16. The machine -readable medium of claim 15, wherein the set of instructions, if performed by the one or more processors, further cause the one or more processors to: generate one or more pseudolabels using one or more weak supervision techniques based, at least in part, on the one or more annotations and the training image, the one or more pseudolabels indicating an estimation of a foreground and a background in the training image; generate one or more prediction maps using the neural network based, at least in part, on the training image; update the one or more pseudolabels using the one or more prediction maps into one or more feature maps; and combine the one or more feature maps into a label for the labeled training image.

17. The machine -readable medium of claim 16, wherein the neural network is a convolutional neural network and the one or more prediction maps comprise information indicating an estimation of the one or more objects in the training image.

18. The machine -readable medium of claim 16, wherein the one or more weak supervision techniques comprise a region grow operation and a random walk operation, and the one or more pseudolabels comprise information indicating an estimation of a foreground and an estimation of a background in the training image.

19. The machine -readable medium of claim 16, wherein the one or more feature maps are combined by concatenating the one or more feature maps into a combined feature map and determining a label for the labeled training image based, at least in part, on the combined feature map.

20. The machine -readable medium of claim 19, wherein the label is determined using a convolutional neural network, the convolutional neural network trained based, at least in part, on shared information between the one or more feature maps.

21. The machine -readable medium of claim 15, wherein the labeled training image comprises a label determined based, at least in part, on the training image and the one or more annotations, and the neural network is trained based, at least in part, on information contained in the label.

22. A method comprising: generating a labeled training image based, at least in part, on one or more objects in the training image determined by a neural network and one or more annotations associated with the training image.

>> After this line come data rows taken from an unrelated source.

PR #505, opened 2022-09-02
storage/url: allow wildcards to match new line characters

kucukaslan:
This commit adds `s` flag [^1] to URL's filter Regexp to "let `.` match `\n`".

[^1]: https://github.com/google/re2/wiki/Syntax#:~:text=text%20(default%20false)-,s,-let%20.%20match


command/exclude.go
```diff
@@ -20,7 +20,7 @@ func createExcludesFromWildcard(inputExcludes []string) ([]*regexp.Regexp, error
 	for _, input := range inputExcludes {
 		if input != "" {
 			regexVersion := wildCardToRegexp(input)
-			regexpCompiled, err := regexp.Compile(regexVersion)
```
ilkinulas, line 23: @Kucukaslan thank you for debugging this and creating the PR. I have two cosmetic comments: 
1. Regex pattern is built in `wildCardToRegexp` function. Prefixing the `patternRegex` in that function with `(?s)` will be more convenient. We can also drop a comment about why we are using this flag.

2. `regexp.Compile("(?s)", pattern)` function calls can be encapsulated in its own method where we prepend `(?s)` with a an explanation. In this way the regex flag `(?s)`  will not be visible in multiple places in the code. 

What do you think?

Kucukaslan: Thanks for review.

As a first note, I assume these two options are alternative options. So my further comments will be about which one is preferable and why.

### On option 1
Although the `regexp` that `wildCardToRegexp` prepared does not work accurately with new line character, I'm rather hesitated to add `(?s)` in that method. Because the `(?s)` is, at least technically, a flag and my concern is that would specifying flags be an expected behaviour of `wildCardToRegexp` method (or adding flags is the responsibility of the caller of that method)?

### On option 2
I'm not sure what kind of function do you mean.
a) If you mean a function that only takes pattern and returns the new string with `(?s)` it's doable and I'm fine with it.
b) But if you mean to replace whole `regexp.Compile("(?s)", pattern)` then I've a few concerns:
1. In the tests we use its other variant `regexp.MustCompile` which panics instead of returning error. Then we should either write seperate method for it too[^update], or same method should take another parameter "isMustCompile".
2. If we use the same wrapper method for both Compile and MustCompile the surrounding method[^sur] still needs to receive the error so it should return both the regex end the error even tough MustCompile won't return an error.

My preference would be Option 2.a if we want to handle both Compile and  MustCompile together.

[^sur]: https://github.com/peak/s5cmd/blob/acb97e9fa4d186ee47307f011fbe03f90b3e2a57/storage/url/url.go#L202-L226
[^update]: Or do you think changing wildCardToRegexp method will already fix this.

Kucukaslan: I've extracted the regular expression preperation to three util functions: WildCardToRegexp, MatchFromStartToEnd and AddNewLineFlag.

Since the exclude.go was in `command` package but the `setPrefixAndFilter` was in `storage/url` they must be exported.
Neither of the packages seemed a correct place, so I placed them to `strutil` package. It might be better to rename `strutil` to, more generic name, `util`.


'setPrefixAndFilter' preferred `*?` over `*` which was preferred by `exclude.go`. As far as I understood, they won't affect the results since we always use full text match. But it may have some effect in the speed.

strutil/strutil.go
```diff
@@ -40,3 +42,23 @@ func JSON(v interface{}) string {
...
+func AddNewLineFlag(pattern string) string {
+	return "(?s)" + pattern
+}
+
+// WildCardToRegexp converts a wildcarded expresiion to equivalent regular expression
+func WildCardToRegexp(pattern string) string {
+	patternRegex := regexp.QuoteMeta(pattern)
+	patternRegex = strings.Replace(patternRegex, "\\?", ".", -1)
+	patternRegex = strings.Replace(patternRegex, "\\*", ".*", -1)
+	//patternRegex = "^" + patternRegex + "$"
```
ilkinulas, line 57:
```suggestion
```

ilkinulas (dismissed):

storage/url/url_test.go
```diff
@@ -70,7 +71,7 @@ func TestNew(t *testing.T) {
 				Prefix:    "key",
 				Delimiter: "/",
 			},
-			wantFilterRe: regexp.MustCompile(`^key.*$`).String(),
+			wantFilterRe: regexp.MustCompile(strutil.AddNewLineFlag(`^key.*$`)).String(),
```
sonmezonur, line 74: IMHO instead of using `strutil.AddNewLineFlag`, writing all regex will be much more clear (`(?s)^key.*$`). If I change the logic of strutil.AddNewLineFlag, tests will not fail. Not sure if this is something we want.

sonmezonur (approved):

ilkinulas (approved):

PR #547, opened 2023-02-17
Add a -cpuprofile flag

nelhage:
I'm not sure if this is something you want to merge, but I found it useful just now so I figured I'd propose it.


igungor:
@nelhage Thank you for the PR. I agree that it is useful from time to time, but it's not something we'd like to add to the current flag set. I hope it's OK for you.

PR #558, opened 2023-04-04
Update README.md

tweep:
Added example on how to use the new --profile option in a cp operation. I found it a bit misleading and it took me some time to figure out the correct syntax. hope this helps peeps to use the new option. Thx for adding it , great tool.


szeitlin (approved):
+1 to update the README, I only knew this syntax because I used s3 CLI a lot, and this is the same.

igungor:
@tweep @szeitlin Hey, I just pushed a PR to clarify more about why profile selection and credentials work. How does that look?

igungor:
#570

PR #565, opened 2023-05-07
Fix for ISSUE-564

monobaila:
* Ensure "fail fast" during sync if any AWS Errors come back, if we don't have accurate list ouputs from source/dest it's safer to bail over treating them as empty.
* Add E2E test, currently for failing fast if target bucket doesn't exist. I'm not able to add a test for original failure case in bug report as mock framework doesn't seem to support this?

### DIFF
--- a/command/sync.go
+++ b/command/sync.go
@@ -10,6 +10,7 @@ import (
 	"strings"
 	"sync"
 
+	"github.com/aws/aws-sdk-go/aws/awserr"
 	"github.com/hashicorp/go-multierror"
 	"github.com/urfave/cli/v2"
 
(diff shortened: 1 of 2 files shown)


ahmethakanbesel:
Hi monabaila,

Thank you for your interest in `s5cmd` and your contribution to resolving this issue. The issue has been fixed in version 2.2.0. We have decided to take a different approach to the problem, rather than checking for errors at the end of the listing process.

You are correct that the mock s3 server used in the tests does not support bucket policies. As a result, we can only test for the `NoSuchBucket` error.

Please let me know if you have any other questions.

igungor:
Thank you for the PR @monobaila. As @ahmethakanbesel explained above, the issue is fixed with https://github.com/peak/s5cmd/pull/597. I'm closing your PR.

23. The method of claim 22, further comprising: generating one or more feature maps about the training image using the neural network, the one or more feature maps generated based, at least in part, on the training image and one or more pseudolabels determined from the one or more annotations; and combining the one or more feature maps into a label for the labeled training image.

24. The method of claim 23, wherein the one or more pseudolabels are determined from the one or more annotations using one or more weak supervision techniques, the one or more pseudolabels comprising information to indicate at least an estimated foreground and an estimated background in the training image.

25. The method of claim 23, wherein the one or more feature maps are further generated based, at least in part, on updating the one or more pseudolabels based on one or more prediction maps determined by the neural network, the one or more prediction maps indicating an estimation of the one or more objects in the training image.

26. The method of claim 25, wherein one or more context loss values are calculated based, at least in part, on the one or more prediction maps and the one or more context loss values are used to train the neural network.

27. The method of claim 23, wherein the one or more feature maps are combined into the label by concatenating the one or more feature maps into a concatenated feature map and using a fusion neural network to determine the label from the concatenated feature map.

28. The method of claim 27, wherein the fusion neural network is a convolutional neural network.

29. The method of claim 27, wherein one or more loss values are calculated based, at least in part, on the one or more feature maps and the one or more loss values are utilized to train the fusion neural network.

30. The method of claim 22, wherein the neural network is a 3D U-Net neural network.